- **Instructions for the task**: Look through the material below and give the number of lines where the string "theKashey" occurs, with nothing added.

(Beginning of Input)

PR #264, opened 2020-08-29
feat: evaluates constant expressions

### LINKED ISSUE #248: Evaluate simple expressions that resolve to a constant value
```
css={{ fontSize: 2 + 2 }}

.cc {
  font-size: 4; // reduced to 4
}
```

handle:
- multiplication
- addition
- subtraction
- division

on:

- strings
- numbers
- identifiers that resolve to a constant string or number

Use babel path method `path.evaluate`

madou:
Closes #248

### DIFF
--- a/packages/babel-plugin/src/css-prop/__tests__/index.test.tsx
+++ b/packages/babel-plugin/src/css-prop/__tests__/index.test.tsx
@@ -146,6 +146,34 @@ describe('css prop', () => {
     expect(actual).toInclude('.cc-hash-test{font-size:var(--var-hash-test)}');
   });
 
+  it('should bail out evaluating expression referencing a mutable identifier', () => {
+    const actual = transform(`
+      import '@compiled/core';
+      import React from 'react';
+
+      let mutable = 2;
+      const dontchange = mutable;
+
+      <div css={{ fontSize: dontchange }}>hello world</div>
+    `);
+
+    expect(actual).toInclude('.cc-hash-test{font-size:var(--var-hash-test)}');
+  });
+
+  it('should bail out evaluating expression that references multiple mutable expressions', () => {
+    const actual = transform(`
+      import '@compiled/core';
+      import React from 'react';
+
+      let mutable = false;
+      const dontchange = mutable ? 1 : 2;
+
+      <div css={{ fontSize: dontchange }}>hello world</div>
+    `);
+
+    expect(actual).toInclude('.cc-hash-test{font-size:var(--var-hash-test)}');
+  });
+
   it('should bail out evaluating binary expression referencing a mutable identifier', () => {
     const actual = transform(`
       import '@compiled/core';
--- a/packages/babel-plugin/src/css-prop/__tests__/index.test.tsx
+++ b/packages/babel-plugin/src/css-prop/__tests__/index.test.tsx
@@ -139,6 +139,7 @@ describe('css prop', () => {
       import React from 'react';
 
       let mutable = 2;
+      mutable = 1;
 
       <div css={{ fontSize: mutable }}>hello world</div>
     `);
@@ -146,13 +147,14 @@ describe('css prop', () => {
     expect(actual).toInclude('.cc-hash-test{font-size:var(--var-hash-test)}');
   });
 
-  it('should bail out evaluating identifier expression referencing a mutable identifier', () => {
+  it('should bail out evaluating identifier expression referencing a mutated identifier', () => {
     const actual = transform(`
       import '@compiled/core';
       import React from 'react';
 
       let mutable = 2;
       const dontchange = mutable;
+      mutable = 3;
 
       <div css={{ fontSize: dontchange }}>hello world</div>
     `);
@@ -160,13 +162,14 @@ describe('css prop', () => {
     expect(actual).toInclude('.cc-hash-test{font-size:var(--var-hash-test)}');
   });
 
-  it('should bail out evaluating expression that references a constant expression referencing a mutable expression', () => {
+  it('should bail out evaluating expression that references a constant expression referencing a mutated expression', () => {
     const actual = transform(`
       import '@compiled/core';
       import React from 'react';
 
       let mutable = false;
       const dontchange = mutable ? 1 : 2;
+      mutable = true;
 
       <div css={{ fontSize: dontchange }}>hello world</div>
     `);
@@ -174,12 +177,13 @@ describe('css prop', () => {
     expect(actual).toInclude('.cc-hash-test{font-size:var(--var-hash-test)}');
   });
 
-  it('should bail out evaluating a binary expression referencing a mutable identifier', () => {
+  it('should bail out evaluating a binary expression referencing a mutated identifier', () => {
     const actual = transform(`
       import '@compiled/core';
       import React from 'react';
 
       let mutable = 2;
+      mutable = 3;
 
       <div css={{ fontSize: mutable * 2 }}>hello world</div>
     `);
@@ -303,6 +307,7 @@ describe('css prop', () => {
       import '@compiled/core';
 
       let hello = true;
+      hello = false;
 
       <div css={{ color: hello ? 'red' : 'blue', fontSize: 10 }}>hello world</div>
     `);
@@ -338,6 +343,7 @@ describe('css prop', () => {
       import {useState} from 'react';
 
       let N30 = 'gray';
+      N30 = 'blue';
 
       <div css={{
         backgroundImage: \`linear-gradient(45deg, \${N30} 25%, transparent 25%),
@@ -358,7 +364,9 @@ describe('css prop', () => {
       import '@compiled/core';
 
       let hello = true;
+      hello = false;
       let color = hello ? 'red' : 'blue' ;
+
       <div css={{ color }}>hello world</div>
     `);
 
@@ -371,7 +379,9 @@ describe('css prop', () => {
       import '@compiled/core';
 
       let hello = true;
+      hello = false;
       let colorsz = hello ? 'red' : 'blue' ;
+
       <div css={{ color: colorsz }}>hello world</div>
     `);
 
@@ -471,6 +481,7 @@ describe('css prop', () => {
         import React from 'react';
 
         let fontSize = 20;
+        fontSize = 19;
 
         <div css={\`font-size: \${fontSize}px;color:red;\`}>hello world</div>
       `);
@@ -626,6 +637,8 @@ describe('css prop', () => {
         import React from 'react';
 
         let sidenav = true;
+        sidenav = false;
+
         <div
           css={\`
             display: grid;
@@ -738,7 +751,9 @@ describe('css prop', () => {
         import '@compiled/core';
 
         let x = 1;
+        x = 1;
         let y = '2px';
+        y = '2px';
 
         <div
           css={\`
@@ -766,6 +781,7 @@ describe('css prop', () => {
 
         const bg = 'blue';
         let cl = 'red';
+        cl = 'red';
 
         <div css={{ background: bg, color: cl, textDecoration: 'none', }}>hello world</div>
       `);
@@ -821,6 +837,19 @@ describe('css prop', () => {
       expect(actual).toInclude('.cc-hash-test{color:#fff}');
     });
 
+    it('should not exhaust the stack when an identifier references itself', () => {
+      expect(() => {
+        transform(`
+        import '@compiled/core';
+        import React from 'react';
+
+        let heading = heading || 20;
+
+        <div css={{ marginLeft: \`\${heading.depth}rem\`, color: 'red' }}>hello world</div>
+      `);
+      }).not.toThrow();
+    });
+
     it('should persist suffix of dynamic property value from objects into inline styles', () => {
       const actual = transform(`
         import '@compiled/core';
@@ -829,6 +858,7 @@ describe('css prop', () => {
         let heading = {
           depth: 20
         };
+        heading = {};
 
         <div css={{ marginLeft: \`\${heading.depth}rem\`, color: 'red' }}>hello world</div>
       `);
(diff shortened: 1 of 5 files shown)


madou:
@pgmanutd please review :)

packages/babel-plugin/src/css-prop/__tests__/index.test.tsx
```diff
@@ -226,7 +291,7 @@ describe('css prop', () => {
     const actual = transform(`
       import '@compiled/core';
 
-      const hello = true;
+      let hello = true;
```
madou, line 294: these all changed to mutable else they are evaluated to a static representation :)

packages/babel-plugin/src/utils/ast.tsx
```diff
@@ -1,7 +1,38 @@
...
+ * @param node
+ * @param parentPath
+ */
+export const getPathOfNode = <TNode extends {}>(
+  node: TNode,
+  parentPath: NodePath
+): NodePath<TNode> => {
+  let foundPath: NodePath | null = null;
+
+  traverse(
```
madou, line 16: can we think of any better way to do this?

pgmanutd:
> @pgmanutd please review :)

packages/babel-plugin/src/utils/ast.tsx
```diff
@@ -99,6 +130,77 @@ export const getKey = (node: t.Expression) => {
...
+ * Will recursively traverse a path and its identifiers to find all bindings.
+ * If any of those bindings are mutable `true` will be returned.
+ * Else `false`.
+ *
+ * @param path
+ */
+export const doesPathReferenceAnyMutableIdentifiers = (path: NodePath<any>): boolean => {
+  if (path.isIdentifier()) {
+    const binding = path.scope.getBinding(path.node.name);
+    if (!binding || !t.isVariableDeclarator(binding.path.node) || binding.kind !== 'const') {
```
pgmanutd, line 143: nit: `binding.kind !== 'const'` can be `!binding.constant`

packages/babel-plugin/src/utils/ast.tsx
pgmanutd: Its difficult I think 😞. I mean we are playing with nodes at each level and not having reference to its path info. We are only keeping reference of top level path in `meta.parentPath`. The way you did @madou is not that bad. We have access to `parentPath`. We can traverse through it and find the node. Do we need to wrap node in `t.expression?` Can't we traverse through `parentPath.node` and check the reference of **node** in `enter` like `path.node === node` and return that **path** 🤔. I think reference will be same 🤔.

packages/babel-plugin/src/utils/ast.tsx
```diff
@@ -99,6 +130,77 @@ export const getKey = (node: t.Expression) => {
...
+      return true;
+    }
+
+    return doesPathReferenceAnyMutableIdentifiers(
+      getPathOfNode(binding.path.node.init as t.Expression, binding.path)
+    );
+  }
+
+  let mutable = false;
+  path.traverse({
```
pgmanutd, line 153: Damn these traversal are dope. ❤️

packages/babel-plugin/src/utils/ast.tsx
madou: yeah that's the worst part i find of this TBH

`traverse` will only traverse children - not the immediate passed in node - so i used this as a trick to get around it.

we could do `path.parentPath` instead maybe? 🤔

pgmanutd (commented):
Looks good 🎉 . 

nit: Just verify once those traversal logics (`getPathOfNode` and `doesPathReferenceAnyMutableIdentifiers`). May be with more tests (use cases) or storybook examples if possible.

madou:
i'll add some storybooks and fix the nits :)

packages/babel-plugin/src/utils/ast.tsx
madou: interestingly tests start failing when making this change - maybe they're for two different things?

packages/babel-plugin/src/utils/ast.tsx
pgmanutd: 😞 we will get best out of babel as we go on. No worries. We just need to make sure to have as many as tests possible right now.

packages/babel-plugin/src/utils/ast.tsx
pgmanutd: 😱 It was given here so I thought https://github.com/jamiebuilds/babel-handbook/blob/master/translations/en/plugin-handbook.md#bindings

pgmanutd: ohh got it. It refers to variable which is not assigned again. Even if it is `let`

pgmanutd: Can we make good use of 

```typescript
 constant: false,
constantViolations: [path]
```

somehow?

madou:
added some examples - let me know if you can think of any missing tests as well and i can add them

packages/babel-plugin/src/utils/ast.tsx
madou: hmm let me look at what `constantViolations` pumps out - wonder what it's for?

pgmanutd: I think this one:

```typescript
function scopeOne() {
  var ref1 = "This is a constant binding";

  becauseNothingEverChangesTheValueOf(ref1);

  function scopeTwo() {
    var ref2 = "This is *not* a constant binding";
    ref2 = "Because this changes the value";
  }
}
```

madou: OH! so we can safely use `binding.constant` - it basically returns `true` if it isnt mutated - and false otherwise, maybe?

sounds good! we should use it! let me test

pgmanutd: yups. I think its for that purpose only.

madou: yeah thats exactly what happens. awesome

madou:
yeah good catch on the constant - im going to make the changes and use it.

madou:
alright so i've made some changes - i have one outstanding test to fix which is `should not exhaust the stack when an identifier references itself`

packages/babel-plugin/src/utils/ast.tsx
```diff
@@ -113,15 +236,12 @@ export const getKey = (node: t.Expression) => {
  * @param expression Expression we want to interrogate.
  * @param state Babel state - should house options and meta data used during the transformation.
  */
-export const getInterpolation = <TNode extends {}>(
-  expression: TNode | undefined,
-  meta: Metadata
-) => {
+export const getInterpolation = (expression: t.Expression, meta: Metadata): t.Expression => {
```
madou, line 239: i removed the generic because it was causing more type pain than it was worth

packages/babel-plugin/src/css-prop/__tests__/index.test.tsx
```diff
@@ -122,6 +122,75 @@ describe('css prop', () => {
...
+      import '@compiled/core';
+      import React from 'react';
+
+      <div css={{ fontSize: 8 * 2 }}>hello world</div>
+    `);
+
+    expect(actual).toInclude('.cc-hash-test{font-size:16px}');
+  });
+
+  it('should bail out evaluating expression referencing a mutable identifier', () => {
```
pgmanutd, line 136: Do we have test like this somewhere where there is no constant violation 🤔?

```typescript
it('test statement', () => {
    const actual = transform(`
      import '@compiled/core';
      import React from 'react';

      let notMutatedAgain = 20;

      <div css={{ fontSize: notMutatedAgain }}>hello world</div>
    `);

    expect(actual).toInclude('.cc-hash-test{font-size:20px}');
  });
```

madou: not anymore - i'll add one

madou: done

packages/babel-plugin/src/utils/ast.tsx
```diff
@@ -99,6 +130,98 @@ export const getKey = (node: t.Expression) => {
...
+    const refPath = binding.referencePaths[i];
+    const innerBinding = refPath.scope.getOwnBinding(path.node.name);
+    if (!innerBinding) {
+      continue;
+    }
+
+    if (!t.isVariableDeclarator(innerBinding.path.node) || !innerBinding.constant) {
+      return true;
+    }
+  }
```
pgmanutd, line 157: nit: Can be replaced with a function to remove duplicate functionality if possible. Not sure. I prefer duplicate code over wrong abstraction any day. See if its really duplicate, otherwise lets skip abstraction part.

If we want, may be something like this

```typescript
function someFunction(path, getBindingFn) {
    const binding = path.scope[getBindingFn(path.node.name)];

    if (!binding) {
      return false;
    }

    if (!t.isVariableDeclarator(binding.path.node) || !binding.constant) {
      return true;
    }

    return false;
}
```

packages/babel-plugin/src/utils/ast.tsx
```diff
@@ -99,6 +130,98 @@ export const getKey = (node: t.Expression) => {
...
+ * Returns `true` if an identifier or any paths that reference the identifier are mutated.
+ * @param path
+ */
+const isIdentifierReferencesMutated = (path: NodePath<t.Identifier>): boolean => {
+  const binding = path.scope.getBinding(path.node.name);
+  if (!binding) {
+    return false;
+  }
+
+  if (!t.isVariableDeclarator(binding.path.node) || !binding.constant) {
```
pgmanutd, line 143: Which case is this one `!t.isVariableDeclarator(binding.path.node)`?

packages/babel-plugin/src/utils/ast.tsx
```diff
@@ -99,6 +130,98 @@ export const getKey = (node: t.Expression) => {
...
+  }
+
+  let mutated = false;
+  path.traverse({
+    Identifier(innerPath) {
+      const result = isIdentifierReferencesMutated(path);
+      if (result) {
+        mutated = true;
+        // No need to keep traversing - let's stop!
+        innerPath.stop();
```
pgmanutd, line 180: ahh!! nice ❤️

packages/babel-plugin/src/utils/ast.tsx
madou: this forces all bindings to be

`blah = 'ok';`

variable declarator^

functions declarations could be other things we aren't handling atm. will tackle them when we get to mixins.

packages/babel-plugin/src/utils/ast.tsx
madou: i dont think its worth it for now to be honest, the two are slightly different

would recommend just leaving it for now

packages/babel-plugin/src/utils/ast.tsx
```diff
@@ -99,6 +130,98 @@ export const getKey = (node: t.Expression) => {
...
+    return false;
+  }
+
+  if (!t.isVariableDeclarator(binding.path.node) || !binding.constant) {
+    return true;
+  }
+
+  for (let i = 0; i < binding.referencePaths.length; i++) {
+    const refPath = binding.referencePaths[i];
+    const innerBinding = refPath.scope.getOwnBinding(path.node.name);
```
madou, line 149: i have to wonder if this should be getBinding..

madou: yeah still passes, pushing change

packages/babel-plugin/src/utils/ast.tsx
pgmanutd: yeeee duplicate code over wrong abstraction wins 😛 hurrayy 🎉

packages/babel-plugin/src/utils/ast.tsx
pgmanutd: yeah..thats what I thought of..that we are not handling those cases as of now..!! Just wanted to confirm 😄

packages/babel-plugin/src/utils/ast.tsx
pgmanutd: yeah..`getBinding` is better. It will traverse more right. We can have test cases for this if we want.

madou: any link for the differences?

pgmanutd: https://github.com/jamiebuilds/babel-handbook/blob/master/translations/en/plugin-handbook.md#scope

See this

madou: dont really see anything going in depth around the get binding functions though 🤔

pgmanutd: tests tests tests..they might help..!! 😛

pgmanutd: May be something like this

```typescript
function cube(n) {
  function square(n) {
    return n * n;
  }

  return n * square(n);
}
```

madou: if this ends up being called as `cube(2)` it would just bail out to evaluate it as a dynamic variable :)

madou:
@pgmanutd what do we think is missing :)

pgmanutd:
> @pgmanutd what do we think is missing :)

Nah nothing. I thought you were investigating `getOwnBinding`. Looks good anyways 🎉

pgmanutd (approved):

packages/babel-plugin/src/utils/ast.tsx
```diff
@@ -1,7 +1,38 @@
 import * as t from '@babel/types';
```
theKashey, line 1: Oh how I wish this file to be a separate package 🙏

madou: if we made it another package in compiled would that work for you? want to put a PR up?

theKashey: 🤔 `@compiled` or a `secret-org-name`?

(End of Input)

- **Solution below**: 2